Marry?! We’d only known each other for a couple of weeks.  And she lives in
Poland.  Besides, such things could only happen in a dream.
But then I went home and went back into my funk. About a month later I was writing a long chain-of-consciousness letter to a friend in
California and by the end of the letter I realized what I was saying.
So I called her up and proposed. We were married in June.
It was an interesting sensation, being in the frame of mind that says: "You know? The absolutely most logical, most reasonable thing for me to do with my life right now would be to take a month's salary, go to the opposite side of the planet, and marry a girl I've known for three weeks. I mean, what else can I do? I certainly can't live without her."
It was also interesting to be able to witness a Polish wedding – until I realized that I was the groom!


The Bride and Groom


Of course it wasn't until she came to
America that we discovered that we were completely incompatible.
To anyone considering marrying someone you've only known for three weeks, I can only recommend that you pick someone from a completely different culture that you know nothing about. You will never be bored with each other. Her reaction to everything was completely the opposite of what I expected. Not only was she not like me, she wasn't anything like anyone I had ever known. The things she liked. The things she didn't like.
Ok, ok, maybe I was not exactly what she expected, either. I turned out to be a university employee with very little money, living in
Greenwich Village in (how can I put this gently?) a dump. Somehow I was not the glamorous traveler she had imagined.
And the
U.S. was something of a shock to her as well. She is from a society that is fundamentally well-ordered. Family and culture – even more than the autocratic government – provide stability. There is comfort in that.
The
United States, however, is basically, well, chaotic. Yes, we advertise that people can do whatever they want here. The problem is that they do! Anything at all!

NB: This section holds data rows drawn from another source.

PR #204, opened 2021-08-16
helm: List all matching releases, regardless of state

RuriRyan:
##### SUMMARY
There are cases where a `helm list` does not list all
existing releases. One such case is when a release
is in state pending-upgrade, or any other pending state.

Now with this change any use of the lookup or info modules
will now return such releases, so that one can work with them.

##### ISSUE TYPE
- Bugfix Pull Request

##### COMPONENT NAME
`kuberntes.core.helm` and `kubernetes.core.helm_info`

##### ADDITIONAL INFORMATION
Before:
```
➜  kubernetes.core git:(main) helm list -n kube-system --output=yaml --filter release-name                      
[]
```
After:
```
➜  kubernetes.core git:(main) helm list -a -n kube-system --output=yaml --filter release-name                      
- app_version: v1.3.4
  chart: release-name-1.3.9
  name: release-name
  namespace: kube-system
  revision: "47"
  status: pending-upgrade
  updated: 2021-08-16 13:51:18.713253195 +0200 CEST
```

As the output was completely missing before it is now shown
and can be parsed and processed accordingly.

### DIFF
--- a/changelogs/fragments/204_helm-list-all.yaml
+++ b/changelogs/fragments/204_helm-list-all.yaml
@@ -1,0 +1,3 @@
+---
+bugfixes:
+  - helm - lookup and info modules now return all releases regardless of their state (https://github.com/ansible-collections/kubernetes.core/pull/204).
--- a/molecule/default/roles/helm/tasks/tests_chart.yml
+++ b/molecule/default/roles/helm/tasks/tests_chart.yml
@@ -250,7 +250,7 @@
         binary_path: "{{ helm_binary }}"
         state: absent
         name: test-0001
-        purge: False
+        purge: True
         namespace: "{{ helm_namespace }}"
       register: install
 
--- a/plugins/modules/helm.py
+++ b/plugins/modules/helm.py
@@ -330,7 +330,7 @@ def get_release_status(module, command, release_name):
     Get Release state from deployed release
     """
 
-    list_command = command + " list --output=yaml --filter " + release_name
+    list_command = command + " list -a --output=yaml --filter " + release_name
 
     rc, out, err = run_helm(module, list_command)
 
--- a/plugins/modules/helm_info.py
+++ b/plugins/modules/helm_info.py
@@ -113,7 +113,7 @@ def get_release(state, release_name):
 
 # Get Release state from deployed release
 def get_release_status(module, command, release_name):
-    list_command = command + " list --output=yaml --filter " + release_name
+    list_command = command + " list -a --output=yaml --filter " + release_name
 
     rc, out, err = run_helm(module, list_command)
 


abikouo:
@RuriRyan Thanks for the PR.
Could you also provide a changelog fragment? https://docs.ansible.com/ansible/latest/community/development_process.html#community-changelogs

abikouo:
recheck

abikouo (approved):
LGTM!

gravesm:
@RuriRyan Thanks for the PR. I think it would definitely be a good idea to add this sort of functionality to `helm_info`. We should probably do this by adding a new boolean parameter to the module that controls this behavior, defaulting to false so we aren't potentially breaking any existing playbooks. This would also mirror the default behavior of `helm list`.

I am not so sure about making this change for the `helm` module, though. This change in the helm module breaks multiple existing behaviors. Consider the following playbook:
```
- kubernetes.core.helm:
    state: absent
    name: foo
    purge: false
    namespace: foobar

- kubernetes.core.helm:
    state: absent
    name: foo
    purge: false
    namespace: foobar
```

This works before your change, but fails on the second task after with an error message that foo is already deleted.

In this playbook:

```
- kubernetes.core.helm:
    state: absent
    name: foo
    purge: false
    namespace: foobar

- kubernetes.core.helm:
    name: foo
    namespace: foobar
    replace: true
    chart_ref: ./foo
``` 
Before your change, the end result is a `foo` release that has the status `deployed`. After your change, the end result is a `foo` release that has the status `uninstalled`. These problems are mostly because we aren't examining the status of a release. It may be that we want to revisit how we are handling this in the `helm` module, but that feels like a different (though related) issue from a change to `helm_info`. I would rather address any change to the `helm` module in a separate issue after considering what the impact would be and what the desired behavior should be.

abikouo:
> @RuriRyan Thanks for the PR. I think it would definitely be a good idea to add this sort of functionality to `helm_info`. We should probably do this by adding a new boolean parameter to the module that controls this behavior, defaulting to false so we aren't potentially breaking any existing playbooks. This would also mirror the default behavior of `helm list`.
> 
> I am not so sure about making this change for the `helm` module, though. This change in the helm module breaks multiple existing behaviors. Consider the following playbook:
> 
> ```
> - kubernetes.core.helm:
>     state: absent
>     name: foo
>     purge: false
>     namespace: foobar
> 
> - kubernetes.core.helm:
>     state: absent
>     name: foo
>     purge: false
>     namespace: foobar
> ```
> 
> This works before your change, but fails on the second task after with an error message that foo is already deleted.
> 
> In this playbook:
> 
> ```
> - kubernetes.core.helm:
>     state: absent
>     name: foo
>     purge: false
>     namespace: foobar
> 
> - kubernetes.core.helm:
>     name: foo
>     namespace: foobar
>     replace: true
>     chart_ref: ./foo
> ```
> 
> Before your change, the end result is a `foo` release that has the status `deployed`. After your change, the end result is a `foo` release that has the status `uninstalled`. These problems are mostly because we aren't examining the status of a release. It may be that we want to revisit how we are handling this in the `helm` module, but that feels like a different (though related) issue from a change to `helm_info`. I would rather address any change to the `helm` module in a separate issue after considering what the impact would be and what the desired behavior should be.

@gravesm the second example here is already part of the test suite and has been broken with this change.
Indeed we need to clarify how this should work before pushing any PR

gravesm:
I think it's fine to push this PR, but only with changes to `helm_info`. The `helm` module is a whole other mess that needs to be untangled.

Akasurde:
@RuriRyan What do you think about @gravesm's comment? 

needs_info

This was hard to adjust to.
A couple of years into the marriage, I was talking to a friend of mine who grew up in
Brooklyn.
I said to him that, you know, it's really challenging to be married to someone whose upbringing, experiences and way of looking at things are completely different from my own.
He sighed and said, yes, he knew exactly what I meant.
He had married a girl from upstate
New York.
As it happens, the differences between Jola and me have simply made life with her more exciting. She has made me check every assumption I've ever made about life – with the effect that I have learned a tremendous amount about both the world and myself in the process. Marriage doesn't get more exciting.
And we do seem to have found something in common. A lot of those things we see differently that I thought were so important – turn out not to be that important after all. Below the surface is the common chord that we both must have recognized when first we met. We've been married for twenty-five years now, raising two children from diapers to college, living everywhere from that crummy New York apartment to a nice house in Houston – and we have never disagreed on anything important.
It looks as though this marriage thing may actually work.
It's still hard to believe that the person I couldn't imagine even speaking to is the one who greets me with a smile now when I come home from work. Indeed, she has turned out to be the very definition of that "home" I was looking for.
And I'm still crazy about her.
(And I find it astounding for that long story to have led to this.)

In The Deluge, the second novel in Henryk Sienkewicz's grand trilogy describing Poland's history in the sixteenth century, Pan Andre and his sweetheart Olenka spend over 1700 pages separated and searching for each other before they are finally reunited and married.

In the epilogue, Sienkiewicz writes:

Envious ill-wishers -- and who doesn't have them? -- complained now and then that [Pan Andre] paid too much attention to his wife's advice. But he was the first to admit that he always listened carefully to everything that she had to say, because there was no mind like hers in the entire country, and no one else could give him such wise and thoughtful counsel.